The South African Government is sticking to its hard line on Public Service pay, with Minister for Finance, Tito Mboweni (pictured) insisting that only moderate increases, well below the rate of inflation, will be allowed “for the next several years”.
Presenting his Budget to the National Assembly, Mr Mboweni said that allowing the public sector wage bill to continue rising in line with recent trends was not sustainable.
He was referring to the recent past practices in which Public Servants scored above-inflation salary increases accounting for 41 per cent of Government revenue.
Mr Mboweni said the Government was phasing out performance bonuses and considering whether to amend or abolish some allowances or benefits.

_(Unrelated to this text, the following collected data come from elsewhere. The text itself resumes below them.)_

PR #2349, opened 2026-08-16
fix(deps): bound the vera-sim imageio floor at the release that reads the clip duration in milliseconds

cagataycali:
## Problem

`[vera-sim]` declared a bare `imageio` - no lower bound, no cap - while `[sim-mujoco]` and `[sim-isaac]` both declared `imageio>=2.28.0,<3.0.0` for the same encoder. An environment resolves one imageio, so the unbounded range described an install in which `strands_robots.rendering.video.encode_clip` writes the wrong clip.

`encode_clip` passes the GIF writer a per-frame duration in **milliseconds**:

```python
# Pillow's GIF writer takes per-frame duration (ms), not fps.
imageio.mimsave(str(out), frame_list, duration=1000.0 / int(fps))
```

That is imageio's reading from 2.28.0 on. Earlier releases read the same number as **seconds**.

## Measured

Driving the shipped `encode_clip` over 12 rendered MuJoCo frames at `fps=12` - so 83.33 ms per frame is requested - against the released wheels on Python 3.12 (the project's minimum):

| release | `imageio.v2` | `encode_clip` | per-frame duration |
|---|---|---|---|
| 2.9.0, 2.15.0 | absent | `ModuleNotFoundError: No module named 'imageio.v2'` | no clip written |
| 2.16.0 | present | `AttributeError` out of `mimsave` | no clip written |
| 2.17.0 - 2.19.0 | present | `RecursionError` out of `mimsave` | no clip written |
| 2.20.0 - 2.27.0 | present | returns a valid 12-frame GIF | **83330 ms** |
| 2.28.0 - 2.37.4 | present | returns a valid 12-frame GIF | **80 ms** |

Neither failure mode is one the shipped guards can catch.

`require_optional` takes no minimum version (`module_name`, `pip_install`, `extra`, `purpose`, `system_install`), so on 2.9.0 it probes the top-level module, finds it, reports imageio installed - and the very next line raises a bare `ModuleNotFoundError` that names no remedy.

On 2.20.0 - 2.27.0 nothing raises at all. The duration is read as seconds, so the clip is encoded 1000x too slow and a one-second rollout plays for 16 minutes 40 seconds. Because the file is a valid 12-frame GIF, `encode_clip`'s own "the encoder wrote no clip" check passes and hands it back as a success.

The declared range is the only place either can be refused.

The encoder itself is already covered: the suite pins that an `encode_clip` GIF decodes to a per-frame duration matching the requested fps, which holds only from 2.28.0. What was missing is a floor that admits only the releases where that can hold. Nothing compared the two because `[vera-sim]` is declared in conflict with `[all]` (`[tool.uv] conflicts`) and CI installs `.[all,dev]`, so the resolve this extra describes is never built.

## Change

`[vera-sim]` states the same `imageio>=2.28.0,<3.0.0` as `[sim-mujoco]` and `[sim-isaac]`. The number is not new to the manifest and the resolved set does not move - `uv.lock` changes by one `requires-dist` line.

`tests/test_imageio_floor_honors_the_clip_frame_duration.py` pins it, mirroring the existing floor guards. `_IMAGEIO_SYMBOL_FLOORS` and `_GIF_DURATION_IN_MILLISECONDS_FROM` own the measurement and the required floor is derived from them rather than restated; an AST walk over the shipped sources fails the moment the package reaches for an imageio name with no recorded release, so a future use of a newer imageio API cannot leave the floor behind; and every recorded number must appear in `_PROBED_RELEASES`, so no row can come from a changelog instead of a wheel.

Scope: this corrects the declared range for the encoder the extra already ships. Which media capabilities `[vera-sim]` should offer is a separate question - it declares no `imageio-ffmpeg`, which the MP4 branch of the same function needs - and is left alone.

## Verification

| | result |
|---|---|
| Pre-fix, on `main` | **3 failed / 12 passed**, each naming `optional-dependencies.vera-sim` |
| Post-fix | 15 passed |
| Fixed tree, real imageio 2.27.0 wheel installed | 2 failed - the installed-dist checks are not tautologies |
| Fixed tree, real imageio 2.9.0 wheel installed | 2 failed, 3 skipped (the `imageio.v2` rows skip because the module does not exist) |

The three pre-fix failures are the three arguments: the floor is below the capability, the ranges disagree across extras that resolve one imageio, and the specifier admits a major nothing here measured. The 12 that pass on both trees are the controls - the AST walk, the table's self-maintenance, and the installed-name checks are unaffected by the change.

Full `tests/` on this branch and on `main`, same interpreter, run in parallel: **61** failing test ids on the branch vs **64** on `main` (30474 vs 30471 passed); `comm -23` on the sorted id sets is empty, so there are no new failures. The three extra ids on `main` are exactly the three pre-fix failures above - the new test file was copied into the base tree so the split could be measured at full-suite scope too. `ruff check` / `ruff format --check` clean over `strands_robots tests tests_integ`; `mypy` at the pre-existing baseline; `uv lock --check` clean.

## Artifact

The same rollout, the same `encode_clip`, the two imageio releases the old range admitted. Left panel: one frame is all that has appeared by t = 1.0 s. Right panel: all 12 play inside 1.0 s.

imageio clip duration floor

The two clips themselves, both written by `encode_clip` from the same frames. The first appears frozen because its first frame is held for 83 seconds:

| `imageio 2.27.0` - admitted by the bare specifier | `imageio 2.37.2` - what `>=2.28.0` admits |
|---|---|
|  |  |


yinsong1986 (approved):
## Summary

Tightens `[vera-sim]`'s bare `imageio` to `imageio>=2.28.0,<3.0.0`, matching the range `[sim-mujoco]`/`[sim-isaac]` already declare for the same `encode_clip` encoder. The floor is motivated by measured wheel behaviour: below 2.16.0 `imageio.v2` does not exist (a `ModuleNotFoundError` that `require_optional` cannot catch, since it takes no minimum version), 2.16.0-2.19.0 raise out of `mimsave`, and 2.20.0-2.27.0 silently read the per-frame `duration` as seconds instead of milliseconds, returning a valid-but-1000x-too-slow GIF that `encode_clip`'s own output check accepts. I verified the claims against `strands_robots/rendering/video.py` at this head: the `require_optional` probe, the `import imageio.v2`, and the ms-duration `mimsave` call are all as described. The accompanying `tests/test_imageio_floor_honors_the_clip_frame_duration.py` derives the required floor from a single measurement table, walks the shipped sources by AST so a future imageio API use can't leave the floor behind, and cross-checks every recorded release against `_PROBED_RELEASES`. The `uv.lock` delta is the single `requires-dist` line, the changelog fragment is present per AGENTS.md step 3, and the range is not new to the manifest - so the resolved set does not move and this is not a one-way door.

## What's good

- Floor parity asserted across every extra that declares imageio, not just the one being fixed - the disagreement class can't silently reappear.
- The test guards its own vacuity (`test_the_walk_reaches_the_sources`, `_MINIMUM_IMPORTED_NAMES`) and pins that the ms-duration behaviour is still the one `encode_clip` relies on, so a refactor of the encoder invalidates the constant loudly rather than silently.
- Changelog fragment in `changelog.d/`, no host paths, no non-ASCII in the new test, scope held to the declared range (the missing `imageio-ffmpeg` for the MP4 branch is explicitly deferred rather than smuggled in).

The Minister foreshadowed doing away with annual cost-of-living adjustments until 2023-24, together with measures to reduce head counts, including early retirements and natural attrition, as well as freezing or abolishing non-critical posts.
It comes as unions are challenging the Government’s decision not to award the third stage of an agreed salary increase, citing lack of affordability.
This latest development is likely to heighten hostility between the Government and labour organisations such as Cosatu and the Public Servants Association.
The public sector wage bill stood at R550bn ($A47 billion) in 2017, shooting up to R623bn ($A53.3 billion) by 2019, the period characterised by above-inflation increases during the administration of former President, Jacob Zuma.